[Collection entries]
PR #8734, opened 2019-02-08
PR: Remove blanks if no content is added in a line and Enter is pressed to create a new line

### LINKED ISSUE #8564: New line whitespaces conflict with PEP
### Issue Report Checklist

* [ x ] Searched the [issues page](https://github.com/spyder-ide/spyder/issues?q=is%3Aissue) for similar reports
* [ x ] Read the relevant sections of the [Spyder Troubleshooting Guide](https://github.com/spyder-ide/spyder/wiki/Troubleshooting-Guide-and-FAQ) and followed its advice
* [ x ] Reproduced the issue after updating with ``conda update spyder`` (or ``pip``, if not using Anaconda)
* [ x ] Completed the **Problem Description**, **Steps to Reproduce** and **Version** sections below

## Problem Description
When creating a new line by `return` in an indented environment, spyder makes whitespaces to keep the indentation. However, when subsequently keeping the line empty by pressing `return` again, those whitespaces make a PEP 8 warning .

1. Open a new file
2. Create an indentation, e.g. using an `if`
3 .Add some code
3. Have a blank line by double tapping return and then some more code

A PEP8 warning occurs with whitespaces in blank line. My suggestion would be to catch if a line is intentionally blank and then remove the whitespaces needed for indentation. However, when the user decide to add code, the whitespaces  have to be added manually to be on the right indentation which may be tedious.

impact27:
## Description of Changes

When a line is left, by pressing return, the mouse, or a direction arrow, if the line was empty except for spaces, remove the spaces.

### Issue(s) Resolved

Fixes #8564

### Affirmation

impact27

### DIFF
--- a/spyder/config/main.py
+++ b/spyder/config/main.py
@@ -227,6 +227,7 @@ DEFAULTS = [
               'autosave_enabled': True,
               'autosave_interval': 60,
               'docstring_type': 'Numpydoc',
+              'strip_trailing_spaces_on_modify': True,
               }),
             ('historylog',
              {
--- a/spyder/plugins/editor/confpage.py
+++ b/spyder/plugins/editor/confpage.py
@@ -122,6 +122,12 @@ class EditorConfigPage(PluginConfigPage):
                   "of a line (when this option is enabled, code\n"
                   "completion may be triggered using the alternate\n"
                   "shortcut: Ctrl+Space)"))
+        strip_mode_box = newcb(
+            _("Automatically strip trailing spaces on changed lines"),
+            'strip_trailing_spaces_on_modify', default=True,
+            tip=_("If enabled, modified lines of code (excluding strings)\n"
+                  "will have their trailing whitespace stripped when leaving them.\n"
+                  "If disabled, only whitespace added by Spyder will be stripped."))
         ibackspace_box = newcb(
             _("Intelligent backspace"),
             'intelligent_backspace',
@@ -178,6 +184,7 @@ class EditorConfigPage(PluginConfigPage):
         sourcecode_layout.addWidget(tab_mode_box)
         sourcecode_layout.addWidget(ibackspace_box)
         sourcecode_layout.addWidget(removetrail_box)
+        sourcecode_layout.addWidget(strip_mode_box)
         sourcecode_layout.addLayout(indent_tab_layout)
 
         sourcecode_widget = QWidget()
--- a/spyder/plugins/editor/plugin.py
+++ b/spyder/plugins/editor/plugin.py
@@ -1205,6 +1205,7 @@ class Editor(SpyderPluginWidget):
             ('set_tab_stop_width_spaces',           'tab_stop_width_spaces'),
             ('set_wrap_enabled',                    'wrap'),
             ('set_tabmode_enabled',                 'tab_always_indent'),
+            ('set_stripmode_enabled',               'strip_trailing_spaces_on_modify'),
             ('set_intelligent_backspace_enabled',   'intelligent_backspace'),
             ('set_highlight_current_line_enabled',  'highlight_current_line'),
             ('set_highlight_current_cell_enabled',  'highlight_current_cell'),
@@ -2562,6 +2563,8 @@ class Editor(SpyderPluginWidget):
             indentguides_o = self.get_option(indentguides_n)
             tabindent_n = 'tab_always_indent'
             tabindent_o = self.get_option(tabindent_n)
+            stripindent_n = 'strip_trailing_spaces_on_modify'
+            stripindent_o = self.get_option(stripindent_n)
             ibackspace_n = 'intelligent_backspace'
             ibackspace_o = self.get_option(ibackspace_n)
             removetrail_n = 'always_remove_trailing_spaces'
@@ -2606,6 +2609,8 @@ class Editor(SpyderPluginWidget):
                     editorstack.set_wrap_enabled(wrap_o)
                 if tabindent_n in options:
                     editorstack.set_tabmode_enabled(tabindent_o)
+                if stripindent_n in options:
+                    editorstack.set_stripmode_enabled(stripindent_o)
                 if ibackspace_n in options:
                     editorstack.set_intelligent_backspace_enabled(ibackspace_o)
                 if removetrail_n in options:
--- a/spyder/plugins/editor/widgets/codeeditor.py
+++ b/spyder/plugins/editor/widgets/codeeditor.py
@@ -483,6 +483,13 @@ class CodeEditor(TextEditBaseWidget):
 
         self.oe_proxy = None
 
+        # Line stripping
+        self.last_change_position = None
+        self.last_position = None
+        self.last_auto_indent = None
+        self.skip_rstrip = False
+        self.strip_automatic_spaces_only = False
+
         # Language Server
         self.lsp_requests = {}
         self.document_opened = False
@@ -1290,8 +1297,10 @@ class CodeEditor(TextEditBaseWidget):
             # We do the following rather than using self.setPlainText
             # to benefit from QTextEdit's undo/redo feature.
             self.selectAll()
+            self.skip_rstrip = True
             self.insertPlainText(text_after)
             self.document_did_change()
+            self.skip_rstrip = False
 
     def get_current_object(self):
         """Return current object (string) """
@@ -1346,6 +1355,9 @@ class CodeEditor(TextEditBaseWidget):
         if self.occurrence_highlighting:
             self.occurrence_timer.stop()
             self.occurrence_timer.start()
+
+        # Strip if needed
+        self.strip_trailing_spaces()
 
     def __clear_occurrences(self):
         """Clear occurrence markers"""
@@ -1452,6 +1464,7 @@ class CodeEditor(TextEditBaseWidget):
 
     def __text_has_changed(self):
         """Text has changed, eventually clear found results highlighting"""
+        self.last_change_position = self.textCursor().position()
         if self.found_results:
             self.clear_found_results()
 
@@ -1728,24 +1741,30 @@ class CodeEditor(TextEditBaseWidget):
         if len(text.splitlines()) > 1:
             eol_chars = self.get_line_separator()
             text = eol_chars.join((text + eol_chars).splitlines())
+        self.skip_rstrip = True
         TextEditBaseWidget.insertPlainText(self, text)
         self.document_did_change(text)
+        self.skip_rstrip = False
 
     @Slot()
     def undo(self):
         """Reimplement undo to decrease text version number."""
         if self.document().isUndoAvailable():
             self.text_version -= 1
+            self.skip_rstrip = True
             TextEditBaseWidget.undo(self)
             self.document_did_change('')
+            self.skip_rstrip = False
 
     @Slot()
     def redo(self):
         """Reimplement redo to increase text version number."""
         if self.document().isRedoAvailable():
             self.text_version += 1
+            self.skip_rstrip = True
             TextEditBaseWidget.redo(self)
             self.document_did_change('text')
+            self.skip_rstrip = False
 
     def get_block_data(self, block):
         """Return block data (from syntax highlighter)"""
@@ -2176,10 +2195,11 @@ class CodeEditor(TextEditBaseWidget):
     def fix_indent(self, *args, **kwargs):
         """Indent line according to the preferences"""
         if self.is_python_like():
-            return self.fix_indent_smart(*args, **kwargs)
+            ret = self.fix_indent_smart(*args, **kwargs)
         else:
-            return self.simple_indentation(*args, **kwargs)
+            ret = self.simple_indentation(*args, **kwargs)
         self.document_did_change()
+        return ret
 
     def simple_indentation(self, forward=True, **kwargs):
         """
@@ -2393,7 +2413,9 @@ class CodeEditor(TextEditBaseWidget):
             # We do the following rather than using self.setPlainText
             # to benefit from QTextEdit's undo/redo feature.
             self.selectAll()
+            self.skip_rstrip = True
             self.insertPlainText(nbformat.writes(nb))
+            self.skip_rstrip = False
         except Exception as e:
             QMessageBox.critical(self, _('Removal error'),
                            _("It was not possible to remove outputs from "
@@ -2852,10 +2874,21 @@ class CodeEditor(TextEditBaseWidget):
         next_char = to_text_string(cursor.selectedText())
         return next_char
 
-    def in_comment(self):
+    def in_comment(self, cursor=None):
         if self.highlighter:
-            current_color = self.__get_current_color()
+            current_color = self.__get_current_color(cursor)
             comment_color = self.highlighter.get_color_name('comment')
+            if current_color == comment_color:
+                return True
+            else:
+                return False
+        else:
+            return False
+
+    def in_string(self, cursor=None):
+        if self.highlighter:
+            current_color = self.__get_current_color(cursor)
+            comment_color = self.highlighter.get_color_name('string')
             if current_color == comment_color:
                 return True
             else:
@@ -3033,7 +3066,7 @@ class CodeEditor(TextEditBaseWidget):
                   self.autoinsert_colons():
                     self.textCursor().beginEditBlock()
                     self.insert_text(':' + self.get_line_separator())
-                    self.fix_indent()
+                    self.fix_and_strip_indent()
                     self.textCursor().endEditBlock()
                 elif self.is_completion_widget_visible():
                     self.select_completion_list()
@@ -3054,7 +3087,7 @@ class CodeEditor(TextEditBaseWidget):
 
                     self.textCursor().beginEditBlock()
                     TextEditBaseWidget.keyPressEvent(self, event)
-                    self.fix_indent(comment_or_string=cmt_or_str)
+                    self.fix_and_strip_indent(comment_or_string=cmt_or_str)
                     self.textCursor().endEditBlock()
         elif key == Qt.Key_Insert and not shift and not ctrl:
             self.setOverwriteMode(not self.overwriteMode())
@@ -3148,6 +3181,21 @@ class CodeEditor(TextEditBaseWidget):
             # Modifiers should be passed to the parent because they
             # could be shortcuts
             event.accept()
+
+    def fix_and_strip_indent(self, comment_or_string=False):
+        """Automatically fix indent and strip previous automatic indent."""
+        # Fix indent
+        cursor_before = self.textCursor().position()
+        # A change just occured on the last line (return was pressed)
+        if cursor_before > 0:
+            self.last_change_position = cursor_before - 1
+        self.fix_indent(comment_or_string=comment_or_string)
+        cursor_after = self.textCursor().position()
+        # Remove previous spaces and update last_auto_indent
+        nspaces_removed = self.strip_trailing_spaces()
+        self.last_auto_indent = (cursor_before - nspaces_removed,
+                                 cursor_after - nspaces_removed)
+        self.document_did_change()
 
     def run_pygments_highlighter(self):
         """Run pygments highlighter."""
@@ -3253,6 +3301,92 @@ class CodeEditor(TextEditBaseWidget):
         else:
             self._last_hover_uri = uri
             return False
+
+    def line_range(self, position):
+        """
+        Get line range from position
+        """
+        if position is None:
+            return None
+        if position >= self.document().characterCount():
+            return None
+        # Check if still on the line
+        cursor = self.textCursor()
+        cursor.setPosition(position)
+        line_range = (cursor.block().position(),
+                      cursor.block().position()
+                      + cursor.block().length() - 1)
+        return line_range
+
+    def strip_trailing_spaces(self):
+        """
+        Strip trailing spaces if needed.
+
+        Remove trailing whitespace on leaving a non-string line containing it.
+        returns the number of removed spaces
+        """
+        # Update current position
+        current_position = self.textCursor().position()
+        last_position = self.last_position
+        self.last_position = current_position
+
+        if self.skip_rstrip:
+            return 0
+
+        line_range = self.line_range(last_position)
+        if line_range is None:
+            # Doesn't apply
+            return 0
+
+        def pos_in_line(pos):
+            """Check if pos is in last line."""
+            if pos is None:
+                return False
+            return line_range[0] <= pos <= line_range[1]
+
+        if pos_in_line(current_position):
+            # Check if still on the line
+            return 0
+
+        if self.strip_automatic_spaces_only:
+            if self.last_auto_indent is None:
+                return 0
+            elif (self.last_auto_indent !=
+                  self.line_range(self.last_auto_indent[0])):
+                # line not empty
+                self.last_auto_indent = None
+                return 0
+            line_range = self.last_auto_indent
+            self.last_auto_indent = None
+        elif not pos_in_line(self.last_change_position):
+            # Should process if pressed return or made a change on the line:
+            return 0
+
+        # Check if end of line in string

» Work task
Write down, word for word, the lines above from the one containing "self.insertPlainText(text_after)" through the one containing "has changed, eventually", both ends included.

» Solution
             self.insertPlainText(text_after)
             self.document_did_change()
+            self.skip_rstrip = False
 
     def get_current_object(self):
         """Return current object (string) """
@@ -1346,6 +1355,9 @@ class CodeEditor(TextEditBaseWidget):
         if self.occurrence_highlighting:
             self.occurrence_timer.stop()
             self.occurrence_timer.start()
+
+        # Strip if needed
+        self.strip_trailing_spaces()
 
     def __clear_occurrences(self):
         """Clear occurrence markers"""
@@ -1452,6 +1464,7 @@ class CodeEditor(TextEditBaseWidget):
 
     def __text_has_changed(self):
         """Text has changed, eventually clear found results highlighting"""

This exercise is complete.